ようするに、リバタリアンのニコラ・サルコジ(1955〜、2007.5〜2012.5)前大統領に対抗して、オランドは、雇用と成長、そして格差解消を公約としてかかげたのだ。
サルコジは「所得税減税が人びとの勤労意欲を高め、経済成長に寄与する」、「福祉予算の削減により財政規律を維持する」とのレーガノミクスの信奉者だったかのようだ。そのモットーは「もっと働き、もっと稼ごう」だった。他方、オランドは、リベラル左派(社会民主主義)の立場から、「緊縮財政は経済成長をさまたげる」、「財政支出による景気テコ入れは、短期的には財政赤字の拡大になるが、経済成長による税収増の結果、中期的には財政再建をもたらす」と主張し、さらには所得格差の拡大に歯止めをかけようとする。
リベラル色が褪せた民主党
日本の民主党が正統派リベラル政党だったのなら、オランドとおなじく「雇用と成長」を金看板にかかげ、消費税増税ではなく、富裕層への所得増税により、所得格差の縮小と財政赤字の削減をめざすべきだった。2012年衆院選の惨敗は、民主党政権の経済無策、とりわけ野田政権の消費税増税に起因するとみてよい。正統派リベラル政権ならば、まずは正規雇用の確保と賃金の上昇を第一義とし、そのために必要不可欠な経済成長に取り組み、消費税増税ではなく個人所得税制の累進度を高めることにより財政赤字の縮減をはかりつつ、公共投資を誘い水とする内需誘発効果を発揮させ、国内総生産の成長と雇用の拡大をめざすべきであった。

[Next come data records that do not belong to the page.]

PR #1193, opened 2020-05-13
Fix handling of Empty DataChannel messages

normanr:
This is the second half of https://github.com/pion/datachannel/pull/60:

> Empty messages should be sent as one zero byte. When receiving an Empty
> message, the contents should be ignored.
> 
> Currently pion/webrtc converts zero-byte messages into single null-byte messages and datachannels transmits it as a regular message. This fixes datachannels to send the correct payload and strip the payload for Empty messages.
> 
> I'll send a PR for webrtc to remove the conversion from webrtc too.

Now that datachannel handles Empty messages correctly, webrtc should pass them to datachannel at they are.

### DIFF
--- a/README.md
+++ b/README.md
@@ -156,6 +156,7 @@ Check out the **[contributing wiki](https://github.com/pion/webrtc/wiki/Contribu
 * [Chad Retz](https://github.com/cretz)
 * [Simone Gotti](https://github.com/sgotti)
 * [Cedric Fung](https://github.com/cedricfung)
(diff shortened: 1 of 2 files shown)


normanr:
I'm open to suggestions on if this needs tests like the datachannel PR. It doesn't look like webrtc/datachannel_test currently check the contents of received messages as thoroughly as the datachannel tests do.

Sean-Der:
@normanr no LGTM! I think we will end up just adding more tests, but not adding any value :)

I will tag a new version of `pion/webrtc` with all of your work, thank you so much for doing this.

安倍政権の「第3の矢」である成長戦略については、産業競争力会議、規制改革会議などで議論された。規制改革を重視する民間議員と、産業政策的な官主導の成長戦略を提唱する議員とに二分されており、当初から意見の集約はむずかしそうだった。また、民主党の日本再生戦略とおなじく、提案される諸施策のいずれもが、即効性を欠くもの、あるいは効果の有無の判断を事前にくだしにくいものばかりであり、第3の矢が的を射抜き、拍手喝采を浴びるとはとても思えない。
次回は7月4日更新予定です。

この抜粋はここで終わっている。